- Born: 13 November 1914 Fulham, London
- Died: 12 June 2000 (aged 85) Aberdeen
- Education: Goldsmiths' College of Art; Royal College of Art;
- Known for: Painting, printmaking

= Leonard Appelbee =

English painter and printmaker (1914-2000)

Leonard Appelbee (13 November 1914 – 12 June 2000) was an English painter and printmaker, most notable for his portraits and still-life paintings.

==Life and work==
Appelbee was born in Fulham, the son of a coppersmith. He attended Goldsmiths College of Art from 1931 to 1934, before studying at the Royal College of Art until 1938. In 1939 he produced a poster design, Wimbledon Championships, for London Transport. Whilst at the RCA, Appelbee met his future wife, the artist Frances Macdonald. Appelbee served in the Army throughout World War II. Early in the war he was in charge of a mobile anti-aircraft battery before taking part in classified operations for the Special Operations Executive. At the end of the war Appelbee completed two short commissions for the War Artists' Advisory Committee, one on returning former prisoners of war and the other of a scientist.
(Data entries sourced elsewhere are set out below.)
PR #342, opened 2026-07-01
Auto-hiding header that reveals on scroll-up (#338)

### LINKED ISSUE #338: auto-hiding header (reveals on scroll-up)

melody-harmonic:
Closes #338.

## What

The top app header now auto-hides on scroll-down and reveals on scroll-up (or when you return near the top of the page) — reclaiming vertical space while reading, especially on mobile.

## How

- **CSS** (`pulse/_layout.css`): `.pulse-top-header` is now `position: sticky; top: 0` with a `transform` transition. A new `.pulse-top-header--hidden` class translates it out of view (`translateY(-100%)`). `prefers-reduced-motion` drops the transition.
- **CSS** (`pulse/_responsive.css`): the mobile override keeps the header `sticky` (was `relative`) so it still auto-hides on mobile while remaining the containing block for the expanded search overlay.
- **JS**: new `auto-hide-header` Stimulus controller toggles the hidden class based on scroll direction, coalesced through `requestAnimationFrame`. It:
  - always reveals within the header's own height of the top,
  - ignores sub-threshold jitter (default 8px),
  - reveals when a descendant receives focus (keyboard a11y),
  - resets to visible on `connect` (guards against a stale Turbo-cached hidden state),
  - clamps negative iOS rubber-band overscroll offsets.
- Wired into the layout header and registered in `controllers/index.ts`.

The existing top-right dropdown menu positions itself relative to its `offsetParent`, which becomes the now-positioned header — so it continues to anchor correctly.

## Tests

Added `auto_hide_header_controller.test.ts` (vitest) covering hide-on-down, reveal-on-up, always-reveal-near-top, sub-threshold no-op, stale-snapshot reset, and focus reveal.

## Verification

Not verified locally — Docker isn't available on this VM and the disk was full so `npm install` couldn't run. Relying on CI for the frontend test suite + typecheck. Reviewed statically against existing controller conventions (Stimulus `classes`/`values` API, `Controller<HTMLElement>` generic) and the style-guide check (`pulse-` prefixed class, no hardcoded colors).

### DIFF
--- a/app/assets/stylesheets/pulse/_layout.css
+++ b/app/assets/stylesheets/pulse/_layout.css
@@ -67,6 +67,23 @@
   background: var(--color-canvas-default);
   min-height: 56px;
   box-sizing: border-box;
+  /* Auto-hiding header: pinned to the top, translated out of view on
+   * scroll-down and revealed on scroll-up by the auto-hide-header controller. */
+  position: sticky;
+  top: 0;
+  z-index: 200;
+  transition: transform 0.25s ease;
+  will-change: transform;
+}
+
+.pulse-top-header--hidden {
+  transform: translateY(-100%);
+}
+
+@media (prefers-reduced-motion: reduce) {
+  .pulse-top-header {
+    transition: none;
+  }
 }
 
 .pulse-top-header .pulse-logo {
--- a/app/assets/stylesheets/pulse/_responsive.css
+++ b/app/assets/stylesheets/pulse/_responsive.css
@@ -30,7 +30,10 @@
 
   .pulse-top-header {
     padding: 8px 12px;
-    position: relative;
+    /* Stay sticky (not static) so the header still auto-hides on mobile and
+     * remains the containing block for the expanded search overlay below. */
+    position: sticky;
+    top: 0;
   }
 
   .header-search-wrapper {
--- a/app/javascript/controllers/auto_hide_header_controller.test.ts
+++ b/app/javascript/controllers/auto_hide_header_controller.test.ts
@@ -1,0 +1,109 @@
+import { describe, it, expect, beforeEach, afterEach, vi } from "vitest"
+import { Application } from "@hotwired/stimulus"
+import AutoHideHeaderController from "./auto_hide_header_controller"
+
+const HIDDEN_CLASS = "pulse-top-header--hidden"
+
+describe("AutoHideHeaderController", () => {
+  let application: Application
+  let header: HTMLElement
+
+  // The controller coalesces scroll handling through requestAnimationFrame;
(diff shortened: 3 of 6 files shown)


melody-harmonic:
## Self-review of #342

I re-read the diff against the surrounding layout/CSS (scroll container, z-index stacking, dropdown/overlay anchoring). Overall this is solid — clean Stimulus controller, good test coverage, CI green. A few notes, none blocking:

**Verified correct**
- **Scroll container** — the controller listens on `window`. The app scrolls on the document (`body { display:flex; flex-direction:column; min-height:100vh }`; no internal `overflow:auto` scroll pane in the pulse layout, including chat mode where `.pulse-main` only zeroes padding). So window-scroll is the right target *today*.
- **z-index: 200** sits above page content (1–100) and below modals/toasts (1000 / 9999). The user menu (`.top-menu`, z-index 100) and mobile search overlay (z-index 100) are header *descendants*, so they render above the header regardless. Correct.
- **Dropdown anchoring** — making the header `sticky` makes it the `offsetParent` for `.top-menu` (`top:48px; right:16px`), which lands it just below the header just as before. The mobile `sticky` (was `relative`) keeps it a containing block for the expanded search overlay. Reasoning holds.

**Worth calling out**
1. **Behavior change beyond auto-hide:** the header was previously static/relative and scrolled away entirely; as `sticky` it now overlays content (and the sidebar top) scrolling *under* it while revealed. That's the intended tradeoff for reveal-on-scroll-up, but it's a real visual change — reviewers should confirm they want content passing under a ~56px bar mid-page.
2. **Load-bearing assumption:** if a future layout ever gives `.pulse-main` its own `overflow:auto` scroll pane, the header would silently stop auto-hiding there (window never scrolls). Worth a comment near the scroll listener.

**Minor / optional**
3. **Open dropdown + scroll-down:** if the user menu or expanded search is open and a scroll-down fires, the header (and its child overlay) translates off-screen. Low likelihood, self-corrects on scroll-up, and the `focusin` reveal partly covers the search case — but could suppress `hide()` while a menu/overlay is open.
4. **Style nit:** `update()` is `public` while its siblings (`hide`/`reveal`/`requestUpdate`) are `private`; nothing calls it externally (tests drive via scroll events), so it can be `private` for consistency.
5. **Test gap:** `disconnect()` listener cleanup isn't covered. Given Turbo connects/disconnects controllers often, a "removes scroll listener on disconnect" case would round out the suite. Optional.

None of these block merge. My recommendation: (1) and (2) each deserve a one-line code comment; the rest are optional polish. Happy to push the comments + the `update()` visibility fix if you want.

PR #348, opened 2026-07-02
Fix #335: primary button color for unconfirmed comment read-confirm

### LINKED ISSUE #335: Confirm read count icon color should match button color
If the current user has not confirmed reading a given comment, the clickable confirmed read count icon should appear as the primary button color, same as the button on feed item notes.

melody-harmonic:
Fixes #335.

## Problem
On a comment the current user has **not** confirmed reading, the clickable read-confirm count (`.pulse-comment-confirm-btn`) was styled with the muted foreground color and a transparent background — visually indistinguishable from static metadata, so it didn't read as an actionable control. The issue asks for it to appear in the primary button color, like the Confirm Read button on feed item notes.

## Fix
CSS only, in `pulse/_components.css`:
- The unconfirmed clickable button (`.pulse-comment-confirm-btn:not(.is-confirmed)`) now gets the filled primary treatment: `--color-fg-default` background, `--color-canvas-default` text — the same fill as `.pulse-action-btn` (the feed-item Confirm Read button). Hover inverts, mirroring `.pulse-action-btn:hover`.
- The shared base rule's `border: none` became `border: 1px solid transparent` so the primary variant can carry a visible border without changing box size relative to the confirmed / logged-out states (no cross-state layout shift within a thread).

Unchanged: the confirmed state (`.is-confirmed`, green) and the logged-out display span stay as they were.

## Verification
CSS-only change; no unit coverage for stylesheet rules. **No Docker on this VM**, so I could not render it locally — leaning on CI. Visual check recommended in light and dark mode (both use `--color-*` tokens, so both track automatically).

### DIFF
--- a/CHANGELOG.md
+++ b/CHANGELOG.md
@@ -5,6 +5,12 @@ All notable changes to this project will be documented in this file.
 The format is based on [Keep a Changelog](https://keepachangelog.com/en/1.1.0/),
 and this project adheres to [Semantic Versioning](https://semver.org/spec/v2.0.0.html).
 
+## [Unreleased]
+
+### Fixed
+
+- **Unconfirmed comment read-confirm control uses the primary button color** (fixes #335) — the clickable read-confirm count on a comment you haven't confirmed now shows as a filled primary button, matching the Confirm Read button on feed item notes, instead of a muted icon.
+
 ## [1.37.0] - 2026-07-02
 
 ### Added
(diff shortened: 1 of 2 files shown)


danallison:
please remove the changelog entry. changelog gets updated when we bump the version.

melody-harmonic:
Done — removed the CHANGELOG entry and pushed. Understood: changelog gets updated at version-bump time, not per-PR. (Button-color fix itself unchanged.)

PR #349, opened 2026-07-02
Fix #344: settings page primary buttons render styled

### LINKED ISSUE #344: css bug: buttons on user settings page
many of the buttons on the user settings page do not use the correct button styles. there might be other pages also.

melody-harmonic:
Fixes #344.

## Root cause
`pulse-action-btn-primary` is a **modifier** — there is no standalone `.pulse-action-btn-primary` rule in the stylesheets (grep confirms zero matches). It's meant to pair with the base `.pulse-action-btn`, which is how ~53 other usages apply it. Four buttons applied it **alone**, so they matched no button rule and fell back to unstyled native browser buttons:

| Button | Location |
|---|---|
| Save Changes (profile) | `users/settings.html.erb` |
| Save (workspace Trio) | `users/settings.html.erb` |
| Change Email | `users/settings.html.erb` |
| Save notification preferences | `shared/_notification_preferences.html.erb` (rendered on the settings page; also reusable elsewhere) |

That matches the report: "many of the buttons on the user settings page do not use the correct button styles… there might be other pages also."

## Fix
Add the base `pulse-action-btn` class to all four. View-only; no behavior change.

Note: `.pulse-action-btn-primary` still has no distinct visual treatment of its own (base `.pulse-action-btn` is already the filled/dark style), so "primary" currently reads identically to a default action button across the whole app. Whether primary buttons should get a distinct accent is a design call I left for you rather than fold into this bug fix — happy to open a follow-up if you want it.

## Verification
View-only. **No Docker on this VM**, so no local render — leaning on CI.

### DIFF
--- a/CHANGELOG.md
+++ b/CHANGELOG.md
@@ -5,12 +5,6 @@ All notable changes to this project will be documented in this file.
 The format is based on [Keep a Changelog](https://keepachangelog.com/en/1.1.0/),
 and this project adheres to [Semantic Versioning](https://semver.org/spec/v2.0.0.html).
 
-## [Unreleased]
-
-### Fixed
-
-- **Settings page primary buttons render styled** (fixes #344) — "Save Changes", "Change Email", the workspace-Trio "Save", and "Save notification preferences" used `pulse-action-btn-primary` on its own. That class is only a modifier (no standalone rule), so those buttons fell back to unstyled browser defaults. Paired them with the base `pulse-action-btn`.
-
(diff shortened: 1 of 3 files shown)


danallison:
please remove the changelog entry. changelog gets updated when the version gets bumped.

melody-harmonic:
Done — removed the CHANGELOG entry and pushed. (Settings-button style fix itself unchanged.)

After the war, Appelbee had works exhibited at the Royal Academy initially in 1947 and then on a regular basis thereafter. His first solo show was held at the Leicester Galleries in 1948.
In 1951, the Arts Council commissioned large paintings from both Appelbee and Macdonald for the exhibition 60 Paintings for '51, which was part of the Festival of Britain celebrations in London. Macdonald contributed a painting of Penrhyn Quarry, entitled The Welsh Singer, whilst Appelbee produced the painting One-man Band.
Appelbee taught at the Bournemouth College of Art but lost his job after the College implemented the recommendations of the Coldstream Report on the future teaching of art. He continued to paint and exhibit. He produced a number of fine portraits, notably for both Eton College and Corpus Christi College, Cambridge, but was also well known for his still-life paintings of fish and other sea creatures. He also completed commissions for Sir Edward Marsh and for Essex County Council. In 1970, Appelbee won the Silver Medal at the Paris Salon and in 1977 he had a solo show at Plymouth. After 1977, a badly broken leg inhibited him from standing at an easel to paint and he turned to picture framing and then to writing verse. An illustrated volume of his poetry, That Voice was published by the Hillside Press in 1980. In 1989 Appelbee and Macdonald moved from the West Country to Kincardine-on-Forth and then to Aberdeen, to be near their only daughter.

Works by Appelbee are held in the Imperial War Museum, the Tate and several regional museums in the United Kingdom, including Aberdeen Art Gallery, Leamington Spa Art Gallery and the collection of Leeds University.